Pero llegó un momento -según nos cuenta nuestro amigo-, en el que, por circunstancias personales, económicas y vitales de, en este caso su mujer, de querer ser algo más que esposa y madre, esta decidió dar un giro a su vida. Para empezar se sacó el carnet de conducir a la vez que retomó sus estudios, y se puso a ello con sacrificio, tenacidad y empeño. Después de lograr dichos objetivos, decidió preparar unas oposiciones, pero de las de antes; de esas que, además del temario de turno, tenías que pasar una prueba de máquina de escribir y te contaban las pulsaciones por minuto; y, en casa, aparte del llanto de los niños, se escuchaba el repiqueteo de la máquina de escribir, que más se parecía a Jerry Lewis, en su famosa secuencia de la película «Lío en los grandes almacenes». De hecho, la máquina -una Olivetti Studio 45-, verde como una aceituna, y que pesaba como un mueble, y que aún conservan, iba con ellos a todas partes, incluidas las pequeñas vacaciones, porque tenía que practicar.
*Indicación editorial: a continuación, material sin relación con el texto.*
PR #19142, opened 2020-09-19
[BUGFIX beta] reimplement $.ready()

### LINKED ISSUE #19134: App booted before DOM ready without jQuery
https://github.com/emberjs/ember.js/blob/b049c37e66587718cef38cde63b59b0789505d43/packages/%40ember/application/lib/application.js#L485-L491

Without jQuery, this code no longer works and boots the app immediately (as soon as the bundle is loaded, but possibly before DOM read).

Workaround for now using an initializer:

```js
export function initialize(app) {
  if (document.readyState === 'loading') {
    app.deferReadiness();

    let callback = () => {
      if (document.readyState !== 'loading') {
        app.advanceReadiness();
        document.removeEventListener('readystatechange', callback);
      }
    };

    document.addEventListener('readystatechange', callback);
  }
}

export default {
  initialize
};
```

We should reimplement `$.ready()` without relying on jQuery.

rreckonerr:
## TODOs
- [x] refactor waitForDOMReady away from jQuery
- [x] figure out if `!this.$ === !hasDOM`
- [x] fix failing tests in `packages/@ember/application/tests/readiness_test.js`
  - [x] find a way to restore mocked readyState or a better way to mock it
  - [x] ~improve coverage for advanceReadiness/deferReadiness cases~

## NOTES
- jquery `.ready()` [implementation](https://github.com/jquery/jquery/blob/df6858df2ed3fc5c424591a5e09b900eb4ce0417/src/core/ready.js#L58-L78): 
  ```js
  function completed() {
    document.removeEventListener( "DOMContentLoaded", completed );
    window.removeEventListener( "load", completed );
    jQuery.ready();
  }


  // Catch cases where $(document).ready() is called
  // after the browser event has already occurred.
  if ( document.readyState !== "loading" ) {


    // Handle it asynchronously to allow scripts the opportunity to delay ready
    window.setTimeout( jQuery.ready );


  } else {


    // Use the handy event callback
    document.addEventListener( "DOMContentLoaded", completed );


    // A fallback to window.onload, that will always work
    window.addEventListener( "load", completed );
  }
  ```

### DIFF
--- a/packages/@ember/application/lib/application.js
+++ b/packages/@ember/application/lib/application.js
@@ -7,7 +7,7 @@ import { ENV } from '@ember/-internals/environment';
 import { hasDOM } from '@ember/-internals/browser-environment';
 import { assert, isTesting } from '@ember/debug';
 import { DEBUG } from '@glimmer/env';
-import { bind, join, once, run, schedule } from '@ember/runloop';
+import { join, once, run, schedule } from '@ember/runloop';
 import {
   libraries,
   processAllNamespaces,
@@ -204,6 +204,15 @@ const Application = Engine.extend({
     @public
   */
   rootElement: 'body',
+
+  /**
+
+    @property _document
+    @type Document | null
+    @default 'window.document'
+    @private
+  */
+  _document: hasDOM ? window.document : null,
 
   /**
     The `Ember.EventDispatcher` responsible for delegating events to this
@@ -483,10 +492,15 @@ const Application = Engine.extend({
     @method waitForDOMReady
   */
   waitForDOMReady() {
-    if (!this.$ || this.$.isReady) {
+    if (this._document === null || this._document.readyState !== 'loading') {
       schedule('actions', this, 'domReady');
     } else {
-      this.$().ready(bind(this, 'domReady'));
+      let callback = () => {
+        this._document.removeEventListener('DOMContentLoaded', callback);
+        run(this, 'domReady');
+      };
+
+      this._document.addEventListener('DOMContentLoaded', callback);
     }
   },
 
--- a/packages/@ember/application/tests/readiness_test.js
+++ b/packages/@ember/application/tests/readiness_test.js
@@ -2,52 +2,39 @@ import { moduleFor, ModuleBasedTestResolver, ApplicationTestCase } from 'interna
 import { run } from '@ember/runloop';
 import EmberApplication from '..';
 
-let jQuery, application, Application;
-let readyWasCalled, domReady, readyCallbacks;
+let application, Application, _document, callbacks;
+let readyWasCalled = 0;
 
-// We are using a small mock of jQuery because jQuery is third-party code with
-// very well-defined semantics, and we want to confirm that a jQuery stub run
-// in a more minimal server environment that implements this behavior will be
-// sufficient for Ember's requirements.
+const dispatchEvent = (eventName) => {
+  callbacks[eventName].forEach((callback) => callback());
+};
+
+const removeEventListener = (eventName, callbackToRemove) => {
+  callbacks[eventName] = callbacks[eventName].filter((callback) => callback !== callbackToRemove);
+};
+
+const addEventListener = (eventName, callback) => {
+  callbacks[eventName] ? callbacks[eventName].push(callback) : (callbacks[eventName] = [callback]);
+};
+
 moduleFor(
   'Application readiness',
   class extends ApplicationTestCase {
     constructor() {
       super();
 
-      readyWasCalled = 0;
-      readyCallbacks = [];
-
-      let jQueryInstance = {
-        ready(callback) {
-          readyCallbacks.push(callback);
-          if (jQuery.isReady) {
-            domReady();
-          }
-        },
-      };
-
-      jQuery = function () {
-        return jQueryInstance;
-      };
-      jQuery.isReady = false;
-
-      let domReadyCalled = 0;
-      domReady = function () {
-        if (domReadyCalled !== 0) {
-          return;
-        }
-        domReadyCalled++;
-        for (let i = 0; i < readyCallbacks.length; i++) {
-          readyCallbacks[i]();
-        }
+      callbacks = [];
+      _document = {
+        removeEventListener,
+        addEventListener,
       };
 
       Application = EmberApplication.extend({
-        $: jQuery,
         Resolver: ModuleBasedTestResolver,
+        _document,
 
         ready() {
+          this._super();
           readyWasCalled++;
         },
       });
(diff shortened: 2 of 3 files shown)


rreckonerr:
Fixes #19142

chancancode:
Thanks for looking into this. I talked to @rwjblue about this and he wanted to do some benchmarks to confirm this restoring the old behavior won't cause any regressions. I think he was planning to benchmark it against my workaround, but if this works then they can probably test this directly.

I also realized a problem with the approach here. I think we are not supposed to rely on `document` existing due to fastboot, but that presents a chicken-and-egg problem because I'm not sure how we would get the non-global `document` object to use here, since it's usually passed/injected via the `boot()` method as one of the options.

Maybe it's not a big deal since fastboot disables autoboot and wouldn't hit this code path anyway. @rwjblue/@krisselden do you have any thoughts? Is this just fine or should we at least guard accessing the `document` global and the event handling methods?

packages/@ember/application/lib/application.js
```diff
@@ -483,13 +483,22 @@ const Application = Engine.extend({
     @method waitForDOMReady
   */
   waitForDOMReady() {
-    if (!this.$ || this.$.isReady) {
+    if (!hasDOM || this.documentReadyState() !== 'loading') {
```
rreckonerr, line 486: @chancancode Shouldn't `!hasDom` guard us against accessing `document` in the fastboot environment in addition to `if (this.autoboot) { this.waitForDOMReady() }`?

```js
// packages/@ember/-internals/browser-environment/lib/has-dom.ts

export default typeof self === 'object' &&
  self !== null &&
  (self as any).Object === Object &&
  typeof Window !== 'undefined' &&
  self.constructor === Window &&
  typeof document === 'object' &&
  document !== null &&
  self.document === document &&
  typeof location === 'object' &&
  location !== null &&
  self.location === location &&
  typeof history === 'object' &&
  history !== null &&
  self.history === history &&
  typeof navigator === 'object' &&
  navigator !== null &&
  self.navigator === navigator &&
  typeof navigator.userAgent === 'string';
```

chancancode: @rreckonerr good point! so it's already guarded 👍

packages/@ember/application/lib/application.js
```diff
@@ -483,13 +483,22 @@ const Application = Engine.extend({
...
       schedule('actions', this, 'domReady');
     } else {
-      this.$().ready(bind(this, 'domReady'));
+      let callback = function() {
```
chancancode, line 489: Use an arrow function here, then you don't need `bind(...)`. Otherwise, `bind(...)` will return a different function than the variable in `callback`, and your removal code won't find it.

packages/@ember/application/lib/application.js
chancancode, line 486: IMO we can just inline `document.readyState` here. As you pointed out, `hasDOM` already checked that `document` exists so you don't need to check it again.

rreckonerr: I had to add the `documentReadyState()` method to be able to test it. Couldn't find another way to mock a read-only `readyState` property 🥺

packages/@ember/application/lib/application.js
rreckonerr: Whoops! Already fixed it

packages/@ember/application/lib/application.js
rreckonerr: In fact, I didn't find a way to restore `readyState` after `Object.defineProperty(document, "readyState", ...)`, so it was polluting the global state.

chancancode: Yeah, that's a good point, but in that case we have bigger problems, e.g. we are leaking event handlers on the actual global document object in tests. I'm not sure what's the best approach here, but if we are going to mock, we should just mock the whole document object (the parts that we need), including `addEventListener` and `removeEventListener`. I'll probably pass it in to the constructor/init of `Application` and default it to the global document object.

packages/@ember/application/tests/readiness_test.js
```diff
@@ -110,26 +105,7 @@ moduleFor(
...
-      domReady();
-
-      assert.equal(readyWasCalled, 0, "ready wasn't called yet");
-
-      run(() => {
-        application.advanceReadiness();
-      });
-
-      assert.equal(readyWasCalled, 1, 'ready was called now all readiness deferrals are advanced');
+      assert.equal(callbacks['DOMContentLoaded'].length, 0);
```
rreckonerr, line 108: @chancancode This test case is failing because of event listener added in `waitForDOMReady()`.
Should we remove it in `advanceReadiness()` method to not pollute the global state?

packages/@ember/application/lib/application.js
```diff
@@ -205,6 +205,15 @@ const Application = Engine.extend({
...
   rootElement: 'body',
 
+  /**
+
+    @property rootDocument
+    @type Document
+    @default 'window.document'
+    @public
+  */
+  rootDocument: window.document,
```
chancancode, line 215: I think this has to be `hasDOM ? document : null` or something like that

packages/@ember/application/tests/readiness_test.js
chancancode: Isn't the callback supposed to remove it once it is called?

packages/@ember/application/lib/application.js
```diff
@@ -205,6 +205,15 @@ const Application = Engine.extend({
   */
   rootElement: 'body',
 
+  /**
+
+    @property rootDocument
+    @type Document
+    @default 'window.document'
+    @public
```
chancancode, line 213: @private

chancancode: Wouldn't hurt to make call this field `_document` also to make it clear that it's private

packages/@ember/application/lib/application.js
```diff
@@ -205,6 +205,15 @@ const Application = Engine.extend({
   */
   rootElement: 'body',
 
+  /**
+
+    @property rootDocument
+    @type Document
```
chancancode, line 211: `Document | null`

chancancode: (see below)

packages/@ember/application/lib/application.js
```diff
@@ -483,10 +492,15 @@ const Application = Engine.extend({
     @method waitForDOMReady
   */
   waitForDOMReady() {
-    if (!this.$ || this.$.isReady) {
+    if (!hasDOM || this.rootDocument.readyState !== 'loading') {
```
chancancode, line 495: If the defaulting above already checked `hasDOM`, we can probably just check for `this._document === null` here

packages/@ember/application/tests/readiness_test.js
```diff
@@ -2,52 +2,39 @@ import { moduleFor, ModuleBasedTestResolver, ApplicationTestCase } from 'interna
...
-let readyWasCalled, domReady, readyCallbacks;
+let application, Application, rootDocument, callbacks;
+let readyWasCalled = 0;
+
+const dispatchEvent = eventName => {
+  callbacks[eventName].forEach(callback => callback());
+};
+
+const removeEventListener = (eventName, callback) => {
+  callbacks[eventName] = callbacks[eventName].filter(({ name }) => name !== callback.name);
```
chancancode, line 13: probably should just be `.filter(item => item !== callback)`

packages/@ember/application/tests/readiness_test.js
rreckonerr: Indeed! Had to trigger 'DOMContentLoaded' in the test, since readyState should become `complete` eventually

rreckonerr:
By the way, is `$.ready()` the last thing that stops us from passing foreign document object for iframe support?

rwjblue (approved):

Mientras preparaba oposiciones y era madre y esposa, por este orden, buscó los trabajos más dispares para ayudar a la economía familiar: vendió aparatos de cocina, dio clases de aeróbic o fue dependienta de una tienda de decoración y auxiliar administrativo, entre otros trabajos. Hasta que, al final, llegaron las oposiciones; se presentó y las aprobó. Y, mientras tanto, hubo cinco destinos del marido y 13 cambios de casas en los que arrastró a toda la familia por todos los rincones de España; en uno de ellos tuvieron que desplazarse desde Cádiz a La Coruña en un Seat 127, amarillo canario, en el cual iban, no solo la familia al completo, sino los pocos enseres que les quedaban después de haber vendido, ni sabe las veces, las pocas pertenencias que les iban quedando. Y así han estado algo más de cuarenta años de matrimonio, hasta ahora, que, además de esposa, madre y curranta, también, ejerce de abuela. Y, al parecer, siempre con una sonrisa en la boca, impecablemente vestida y conjuntada, independientemente de que no le fuera demasiado bien en determinados trabajos, o de que tuviera dolores terribles debido a su artrosis reumática.

Bien está lo que bien acaba. Y a la mujer de nuestro amigo le deseamos lo mejor, porque ella representa a nuestras madres y esposas, a esa mujer ejemplar que lo ha sacrificado todo para mantener la familia a salvo y unida; y que, una vez jubiladas, se merece el descanso y todo nuestro respeto y admiración. Ahora, como dice Pelicar, "esperemos y confiemos en poder descansar y disfrutar de nuestro tiempo libre, siempre y cuando nos dejen la salud y los avatares de la vida; que no es poco».